--- START ---
PR #1039, opened 2026-04-29
[Fix] AJAX fields: persist selected values after validation errors

maxim-f1:
## How to reproduce:
1. Select a new AJAX value for the field.
2. Trigger a validation error (e.g., by submitting the form with other invalid data).
3. The selected values roll back to their original entity state.

## How it should be:
Selected AJAX field values ​​are saved in step 3.

### Before:
Screenshot from 2026-04-29 17-41-33
Screenshot from 2026-04-29 17-41-44

### After:
Screenshot from 2026-04-29 17-42-25
Screenshot from 2026-04-29 17-42-34

## Detail changes:
* Add `format_by_pk`
* Fix `form` in context after form validation
* Now, even with override Field, the loader field will be used (for example, for custom AJAX widgets)
* If the loader field is None, an empty list will be returned instead of an error.
* If the model has not been transferred, it will be automatically loaded by the PK field.


mmzeynalli:
Interesting. I believe, going back to old value with error makes more sense, as it can be confusing to user to select "wrong" value, and UI to enable them to choose it. But still, I would like to get @aminalaee's opinion as well.

Also, could you explain what format_by_pk is?

maxim-f1:
1. If we believe that input data should roll back when an error occurs, then during creation, the data shouldn't be returned either. (This is currently not the case.)

image



2. By default, an AJAX field enters the widget as a SQLAlchemy model instance. However, if the widget is rendered during an error stage, the AJAX field becomes a PK and won't function correctly. `format_by_pk` is needed for those cases where a PK is passed to the widget instead of a model.

3. Regarding user convenience: Imagine you need to select 50 users in this field, but an error occurs in a completely different field. The AJAX field is perfectly valid, but it will still be rolled back.

aminalaee:
@mmzeynalli I think keeping the user selected value is a nicer experience, but about your concern, can't the user clear/unset the selected ajax value?

sqladmin/ajax.py
```diff
@@ -61,6 +61,28 @@ def format(self, model: type) -> dict[str, Any]:
...
+        filters = [field == pk for field in inspect(self.model).primary_key]
+
+        stmt = stmt.filter(and_(*filters))
+
+        if self.order_by:
+            if isinstance(self.order_by, list):
+                for o in self.order_by:
+                    stmt = stmt.order_by(o)
+            else:
+                stmt = stmt.order_by(self.order_by)
```
mmzeynalli, line 91: Considering PK is unique, why do we need order_by? Also limit(1)?

sqladmin/ajax.py
```diff
@@ -61,6 +61,28 @@ def format(self, model: type) -> dict[str, Any]:
 
         return {"id": str(get_object_identifier(model)), "text": str(model)}
 
+    async def format_by_pk(self, pk: Any) -> dict[str, Any]:
+        stmt = select(self.model)
+
+        filters = [field == pk for field in inspect(self.model).primary_key]
+
```
mmzeynalli: What is value of pk, in case of multi-column PK?

mmzeynalli (changes requested):

mmzeynalli:
@maxim-f1 Any updates?

mmzeynalli (approved):

Issue #1000, opened 2026-02-07
Speed slowdown issue while opening edit page in model


BrikozO:
### Checklist

- [x] The bug is reproducible against the latest release or `master`.
- [x] There are no similar issues or pull requests to fix it yet.

### Describe the bug

Hello! I am using sqladmin and there is a problem: when i am creating model which linked with other model (many to many, many to one, doesn't matter) and create more than 1000 objects in DB, speed of page loading extremely go down.

### Steps to reproduce the bug

For example, i have table users:

```py
class User(SQLAlchemyBaseUserTableUUID, Base):
    roles: Mapped[list['Role']] = relationship(secondary='user_role', back_populates='users')
```

Roles and user_role (many to many):
```py
class Role(Base):
    name: Mapped[str] = mapped_column(unique=True, nullable=False)

    users: Mapped[list['User']] = relationship(secondary='user_role', back_populates='roles')

    def __str__(self):
        return self.name


user_role = Table(
    'user_role',
    EmptyBase.metadata,
    Column('user_id', ForeignKey('user.id'), primary_key=True),
    Column('role_id', ForeignKey('role.id'), primary_key=True),
)
```

I create 3000 roles to test it and link with one user. Try to open page and then - it loads very very slow :(

### Environment

Python 3.12.12

sqladmin 0.21.0 (i am trying to use 0.23 but there is a problem with uuid, i don't think that there is a big difference for my case)

### Additional context

Is there any options to optimize some code inside library? I saw same question in another issue: https://github.com/aminalaee/sqladmin/issues/704

But it's very old, and there are no any status update yet

mmzeynalli:
Can you please share your admin model code?

BrikozO:
```py
class UserAdmin(ModelView, model=User):
    column_list = [User.id, User.email]
    page_size = 50

    form_ajax_refs = {
        "roles": {
            "fields": ("name",),
            "order_by": "id",
            "page_size": 20,
        }
    }
```

I am trying to provide page size param (claude says that shall helps :)) but nothing changes

Oh, i think i need to provide more details - i need customization on this page (add, delete roles, etc) and provide ajax refs param for this

arturbent0:
Hi, i would like to help with this issue if that's okay @mmzeynalli

mmzeynalli:
@arturbent0 sure, go ahead, it is all yours. Do please let us know if you abandon working on it, so we work on it ourselves. Thanks!

[...]

PR #1042, opened 2026-05-04
[Fix] AJAX Select2 field. Removed separate fields for each selection.

### LINKED ISSUE #835: Edit database 400 error: Too many fields. Maximum number of fields is 1000.
### Checklist

### Describe the bug

I have an object that I am trying to edit from the admin panel. The model field is a list of enum values for which I want to add one of the values to the list. The annoying thing is that for some objects with the same model I can alter it fine. However, for some objects the admin page shows the message:
image

I know this is not much to go on but does anyone have any idea what it might be and how I can further my investigation? Please let me know if you need more info

_No response_

### Expected behavior

_No response_

### Actual behavior

_No response_

### Debugging material

_No response_

### Environment

- The code is deployed with FastAPI using Dockerfile to a kubernetes cluster
- The docker base image is python:3.12.3-slim https://hub.docker.com/layers/library/python/3.12.3-slim/images/sha256-a9922d9d812c99034d23bef370270abe95def980c1f2664afac002f3e6a9428e

### Additional context

_No response_

maxim-f1:
# https://github.com/smithyhq/sqladmin/issues/1000
# Fix "Too many fields" error for many selection in AJAX

## Before:
image

## After:
Screenshot from 2026-05-04 11-48-18

# Details:
* Instead of separate fields for each selection, all AJAX values are passed as a single comma-separated field.
* Added a placeholder.
* Added a "Clear All" button to remove all inputs.

### DIFF
--- a/sqladmin/statics/js/main.js
+++ b/sqladmin/statics/js/main.js
@@ -98,28 +98,44 @@ $(':input[data-role="datetimepicker"]:not([readonly])').each(function () {
 
 // Ajax Refs
 $(':input[data-role="select2-ajax"]').each(function () {
-  $(this).select2({
+  var placeholderText = $(this).attr("placeholder") || "Search";
+
+  var $select = $(this);
+  var originalName = $select.attr("name");
+  var $hiddenInput = $('<input type="hidden">').attr("name", originalName);
+  $select.after($hiddenInput);
+  $select.removeAttr("name");
+
+  $select.select2({
     minimumInputLength: 1,
+    placeholder: placeholderText,
+    allowClear: true,
     ajax: {
-      url: $(this).data("url"),
+      url: $select.data("url"),
       dataType: 'json',
       data: function (params) {
-        var query = {
-          name: $(this).attr("name"),
+        return {
+          name: originalName,
           term: params.term,
-        }
-        return query;
+        };
       }
     }
   });
 
-  existing_data = $(this).data("json") || [];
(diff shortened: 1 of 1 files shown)


sqladmin/statics/js/main.js
```diff
@@ -98,29 +98,45 @@ $(':input[data-role="datetimepicker"]:not([readonly])').each(function () {
...
     }
   });
 
-  existing_data = $(this).data("json") || [];
-  for (var i = 0; i < existing_data.length; i++) {
-    data = existing_data[i];
+  $select.on('change', function () {
+    var val = $select.val();
+    $hiddenInput.val(val ? val.join(',') : '');
+  });
```
mmzeynalli, line 128: It should be something like this:

```js
  $select.on('change', function () {
    var val = $select.val();
    if (Array.isArray(val)) {
      $hiddenInput.val(val.join(','));
    } else {
      $hiddenInput.val(val || '');
    }
  });
```

Because, for single-select, val is a string like "1", not an array. Calling join on a string throws error with current patch:

Image

mmzeynalli (changes requested):

sqladmin/statics/js/main.js
mmzeynalli: Also add tests for single and multi select

mmzeynalli:
@maxim-f1 any updates?

mmzeynalli:
Im closing this, as this is embedded in #1059

PR #1044, opened 2026-05-11
Fixed overriding form_args in forms.py and widgets.py

mmzeynalli:
I stumbled upon this when I wanted to have `allow_blank` to be `True` in one of the fields. However, this was not working:

```python
form_args = {
    "personnel": {
        "allow_blank": True,
        "blank_text": "-- Choose --",
    }
}
```

Because, in sqladmin/forms.py:218:

`kwargs["allow_blank"] = nullable` overrode my param. So, I changed this (and all others) to use `setdefault`: only put values if user has not defined anything.

### DIFF
--- a/sqladmin/forms.py
+++ b/sqladmin/forms.py
@@ -187,7 +187,7 @@ class ModelConverterBase:
                     else callable_default
                 )
 
-        kwargs["default"] = default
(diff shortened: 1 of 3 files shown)


aminalaee (approved):
Nice @mmzeynalli 👍

PR #1056, opened 2026-05-22
fix(list): fix the list view to limit the page width to viewport size

### LINKED ISSUE #1043: Make wide tables scrollable horizontally
### Checklist

I have tables with many columns that exceed the available viewport width. Currently, there is no visible horizontal scrollbar by default.

To scroll horizontally, I have to manually select text toward the right side of the table, which then triggers a scrollbar at the bottom of the page. This behavior makes navigating wide tables inconvenient.

A horizontal scrollbar should be visible and accessible whenever a table overflows its container width, without requiring any user interaction.

N/A

### Additional context

The table already has css class `table-responsive` which sets `overflow-x: auto`, so looks like maybe the max-width of the parent container can be adjusted to match the viewport width

CHC383:
Close: #1043

By default, flex items have `min-width: auto`, which causes the browser to calculate their minimum width based on their content. In the list view, the content inside the card container is the table itself.

Before this fix, the card containers inherited the table’s minimum width, causing overflow at the page level. As a result, the table-level `overflow-x: auto` from `.table-responsive` did not take effect.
--- END ---
Filter this listing and copy only the lines holding the word "inside".

▸ **Worked solution**
Is there any options to optimize some code inside library? I saw same question in another issue: https://github.com/aminalaee/sqladmin/issues/704
By default, flex items have `min-width: auto`, which causes the browser to calculate their minimum width based on their content. In the list view, the content inside the card container is the table itself.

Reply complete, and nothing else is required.